Stored data:
== Segment start ==

PR #1154, opened 2025-06-20
Fix toast crashes

rutmanz:
### Description
Dev branch was previously exhibiting intermittent page crashing with toasts (`type` was undefined). I don't see a definitive cause but I imagine it's related to the use of `type` as the parameter name. Renaming seems to have resolved the issue.


AlexD717 (approved):
This fixed the issue for me

Dhruv-0-Arora:
How do I reproduce this in `dev` since I don't see a problem when I run the test toasts from the debug panel

BrandonPacewic (approved):
> How do I reproduce this in `dev` since I don't see a problem when I run the test toasts from the debug panel

@Dhruv-0-Arora I believe this is just to fix the prop name collision with `type`.

Seems reasonable to me 🍞

PR #1155, opened 2025-06-20
Fix overlapping spawn and configure panels

rutmanz:
### Description
Closes the mirabuf import panel when the configure panel is opened. Prevents this behavior
image

AARD-1992

### DIFF
--- a/fission/src/ui/panels/configuring/assembly-config/ConfigurePanel.tsx
+++ b/fission/src/ui/panels/configuring/assembly-config/ConfigurePanel.tsx
@@ -327,6 +327,7 @@ const ConfigurePanel: React.FC<PanelPropsImpl> = ({ panelId }) => {
 
         closePanel("choose-scheme")
         closePanel("import-mirabuf")
+        closePanel("initial-config")
         // eslint-disable-next-line react-hooks/exhaustive-deps
     }, [])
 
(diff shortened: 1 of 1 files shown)


AlexD717 (changes requested):
There is still an issue where if you are in the Assembly Setup (where you choose the input scheme) the configure panel can be opened above it.

BrandonPacewic:
> There is still an issue where if you are in the Assembly Setup (where you choose the input scheme) the configure panel can be opened above it.

@AlexD717 Can you provide a screenshot of this issue?

AlexD717:
> > There is still an issue where if you are in the Assembly Setup (where you choose the input scheme) the configure panel can be opened above it.
> 
> @AlexD717 Can you provide a screenshot of this issue?

Screenshot 2025-06-23 120200
The issue occurs if you press spawn asset then select any robot and then press configure assets

BrandonPacewic (commented):
Upon further investigation this issue is best solved by adding some sort of exclusive panel option. The fixes presented here are really just bandaid fixes.

So this should be done after the UI refactor. I'll leave this PR open for now but hopefully the UI refactor will solve these problems.

AlexD717 (changes requested):
There is another issue now where if you are in the initial-config panel and its closed due to you opening the configuration panel, the robot never fully configures which results in you not being able to control it.

BrandonPacewic:
> There is another issue now where if you are in the initial-config panel and its closed due to you opening the configuration panel, the robot never fully configures which results in you not being able to control it.

Yes this is also something that I am aware of at this point. Thinking that UI refactor first and foremost is the best possible plan.

rutmanz:
Made obsolete by UI refactor

PR #1387, opened 2026-07-08
Switch All Icons to SynthesisIcon `[SYNTH-202]`

AlexD717:
## Task

SYNTH-202

## Symptom

Currently some icons are imported from "react-icons" and others from StyledComponents (SynthesisIcons), which is inconsistent. 

## Solution

Import all icons from StyledComponents.

## Verification

- [x] No more importing icons from "react-icons" (other than StyledComponents)
- [x] All icons still appear and work as before

---

- [x] User-facing polish:

### DIFF
--- a/fission/src/ui/components/WPILibConnectionStatus.tsx
+++ b/fission/src/ui/components/WPILibConnectionStatus.tsx
@@ -24,9 +24,9 @@ const WPILibConnectionStatus: React.FC = () => {
             className="select-none absolute right-1 top-1 py-2 px-4 rounded-lg gap-2"
         >
             {status ? (
-                <span className="text-green-500 self-center">{SynthesisIcons.CHECK}</span>
+                <SynthesisIcons.CHECK className="text-green-500 self-center" />
             ) : (
-                <span className="text-cancel-button self-center">{SynthesisIcons.XMARK}</span>
+                <SynthesisIcons.XMARK className="text-cancel-button self-center" />
             )}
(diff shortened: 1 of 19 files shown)


rutmanz (commented):
I think it might make more sense for SynthesisIcons to be aliases of MUI icons (`HAND = FaHandPaper`) and then use them as components (`<SynthesisIcons.HAND />`) so that the properties can be passed through without `cloneElement` and it's clear that they're component

fission/src/ui/components/WPILibConnectionStatus.tsx
```diff
@@ -24,9 +24,13 @@ const WPILibConnectionStatus: React.FC = () => {
             className="select-none absolute right-1 top-1 py-2 px-4 rounded-lg gap-2"
         >
             {status ? (
-                <FaCheck className="text-green-500 self-center" />
+                <span className="text-green-500 self-center">
+                    <SynthesisIcons.CHECK />
```
0xda157: we have to wrap it here? we can't just
```suggestion
                <SynthesisIcons.CHECK className="text-green-500 self-center" />
```

AlexD717: You are right. That was leftover from the original commit. I will go fix that

rutmanz (approved):
LVCALAGITM

0xda157 (approved):
diff LGTM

== Segment end ==

To do: The full set of records is to be written out once more, word for word.

Solution to this task:
PR #1154, opened 2025-06-20
Fix toast crashes

rutmanz:
### Description
Dev branch was previously exhibiting intermittent page crashing with toasts (`type` was undefined). I don't see a definitive cause but I imagine it's related to the use of `type` as the parameter name. Renaming seems to have resolved the issue.


AlexD717 (approved):
This fixed the issue for me

Dhruv-0-Arora:
How do I reproduce this in `dev` since I don't see a problem when I run the test toasts from the debug panel

BrandonPacewic (approved):
> How do I reproduce this in `dev` since I don't see a problem when I run the test toasts from the debug panel

@Dhruv-0-Arora I believe this is just to fix the prop name collision with `type`.

Seems reasonable to me 🍞

PR #1155, opened 2025-06-20
Fix overlapping spawn and configure panels

rutmanz:
### Description
Closes the mirabuf import panel when the configure panel is opened. Prevents this behavior
image

AARD-1992

### DIFF
--- a/fission/src/ui/panels/configuring/assembly-config/ConfigurePanel.tsx
+++ b/fission/src/ui/panels/configuring/assembly-config/ConfigurePanel.tsx
@@ -327,6 +327,7 @@ const ConfigurePanel: React.FC<PanelPropsImpl> = ({ panelId }) => {
 
         closePanel("choose-scheme")
         closePanel("import-mirabuf")
+        closePanel("initial-config")
         // eslint-disable-next-line react-hooks/exhaustive-deps
     }, [])
 
(diff shortened: 1 of 1 files shown)


AlexD717 (changes requested):
There is still an issue where if you are in the Assembly Setup (where you choose the input scheme) the configure panel can be opened above it.

BrandonPacewic:
> There is still an issue where if you are in the Assembly Setup (where you choose the input scheme) the configure panel can be opened above it.

@AlexD717 Can you provide a screenshot of this issue?

AlexD717:
> > There is still an issue where if you are in the Assembly Setup (where you choose the input scheme) the configure panel can be opened above it.
> 
> @AlexD717 Can you provide a screenshot of this issue?

Screenshot 2025-06-23 120200
The issue occurs if you press spawn asset then select any robot and then press configure assets

BrandonPacewic (commented):
Upon further investigation this issue is best solved by adding some sort of exclusive panel option. The fixes presented here are really just bandaid fixes.

So this should be done after the UI refactor. I'll leave this PR open for now but hopefully the UI refactor will solve these problems.

AlexD717 (changes requested):
There is another issue now where if you are in the initial-config panel and its closed due to you opening the configuration panel, the robot never fully configures which results in you not being able to control it.

BrandonPacewic:
> There is another issue now where if you are in the initial-config panel and its closed due to you opening the configuration panel, the robot never fully configures which results in you not being able to control it.

Yes this is also something that I am aware of at this point. Thinking that UI refactor first and foremost is the best possible plan.

rutmanz:
Made obsolete by UI refactor

PR #1387, opened 2026-07-08
Switch All Icons to SynthesisIcon `[SYNTH-202]`

AlexD717:
## Task

SYNTH-202

## Symptom

Currently some icons are imported from "react-icons" and others from StyledComponents (SynthesisIcons), which is inconsistent. 

## Solution

Import all icons from StyledComponents.

## Verification

- [x] No more importing icons from "react-icons" (other than StyledComponents)
- [x] All icons still appear and work as before

---

- [x] User-facing polish:

### DIFF
--- a/fission/src/ui/components/WPILibConnectionStatus.tsx
+++ b/fission/src/ui/components/WPILibConnectionStatus.tsx
@@ -24,9 +24,9 @@ const WPILibConnectionStatus: React.FC = () => {
             className="select-none absolute right-1 top-1 py-2 px-4 rounded-lg gap-2"
         >
             {status ? (
-                <span className="text-green-500 self-center">{SynthesisIcons.CHECK}</span>
+                <SynthesisIcons.CHECK className="text-green-500 self-center" />
             ) : (
-                <span className="text-cancel-button self-center">{SynthesisIcons.XMARK}</span>
+                <SynthesisIcons.XMARK className="text-cancel-button self-center" />
             )}
(diff shortened: 1 of 19 files shown)


rutmanz (commented):
I think it might make more sense for SynthesisIcons to be aliases of MUI icons (`HAND = FaHandPaper`) and then use them as components (`<SynthesisIcons.HAND />`) so that the properties can be passed through without `cloneElement` and it's clear that they're component

fission/src/ui/components/WPILibConnectionStatus.tsx
```diff
@@ -24,9 +24,13 @@ const WPILibConnectionStatus: React.FC = () => {
             className="select-none absolute right-1 top-1 py-2 px-4 rounded-lg gap-2"
         >
             {status ? (
-                <FaCheck className="text-green-500 self-center" />
+                <span className="text-green-500 self-center">
+                    <SynthesisIcons.CHECK />
```
0xda157: we have to wrap it here? we can't just
```suggestion
                <SynthesisIcons.CHECK className="text-green-500 self-center" />
```

AlexD717: You are right. That was leftover from the original commit. I will go fix that

rutmanz (approved):
LVCALAGITM

0xda157 (approved):
diff LGTM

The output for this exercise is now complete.